Previous Issues With Mars Spacecrafts

It was Ingenuity's first missed tag-up on Mars when it failed to check in with Perseverance as anticipated last month. It was a big deal since Perseverance was in charge of all communications between Ingenuity and its Earth controllers. Two days later, mission team members were able to reconnect the two robots, and they think they now know what caused the dropout.

David Agle, a media representative at NASA's Jet Propulsion Laboratory (JPL), citing the downlinked data, said the anomaly was caused by the solar-powered helicopter going into low-power mode, possibly due to a yearly increase in dust in the Martian atmosphere and lower temperatures as winter approaches.
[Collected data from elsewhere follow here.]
PR #5866, opened 2019-10-26
Update welcome_message.php

therinji:
I think it will no matter if you don't use this lang="en"


jim-parry:
The lang attribute doesn't detract, and your other change is trivial - change for the sake of change.

PR #5874, opened 2019-11-21
Samesite attribute for session cookie.

campio97:
Added the option to set the samesite attribute for the session cookie. Default is "Strict"

### DIFF
--- a/application/config/config.php
+++ b/application/config/config.php
@@ -366,6 +366,17 @@ $config['encryption_key'] = '';
 | Other session cookie settings are shared with the rest of the application,
 | except for 'cookie_prefix' and 'cookie_httponly', which are ignored here.
 |
+| 'sess_cookie_samesite'
+|
+| SameSite prevents the browser from sending this cookie along with cross-site requests.
+| There are three possible values for the same-site attribute:
+| 'Lax'
+|			-	Some cross-site usage is allowed. 
+| 'Strict' 
+|			-	The cookie is withheld with any cross-site usage. 
+| 'None'
+|			-	Clearly communicate you intentionally want the cookie sent in a third-party context.
+|
 */
 $config['sess_driver'] = 'files';
 $config['sess_cookie_name'] = 'ci_session';
--- a/application/config/config.php
+++ b/application/config/config.php
@@ -374,6 +374,7 @@ $config['sess_save_path'] = NULL;
 $config['sess_match_ip'] = FALSE;
 $config['sess_time_to_update'] = 300;
 $config['sess_regenerate_destroy'] = FALSE;
+$config['sess_cookie_samesite'] = 'Strict'; // Work only on php 7.3 or later
 
 /*
 |--------------------------------------------------------------------------
--- a/system/libraries/Session/Session.php
+++ b/system/libraries/Session/Session.php
@@ -144,15 +144,27 @@ class CI_Session {
 		// unless it is being currently created or regenerated
 		elseif (isset($_COOKIE[$this->_config['cookie_name']]) && $_COOKIE[$this->_config['cookie_name']] === session_id())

"The dust diminishes the amount of sunlight hitting the solar array, reducing Ingenuity's ability to recharge its six lithium-ion batteries," Agle said in an update last month.

The Ingenuity and Perseverance teams have devised a plan to get the helicopter back in the air as soon as possible. They've sent signals to reduce the temperature at which Ingenuity's onboard heaters turn on, perhaps allowing the helicopter's batteries to maintain a charge for longer.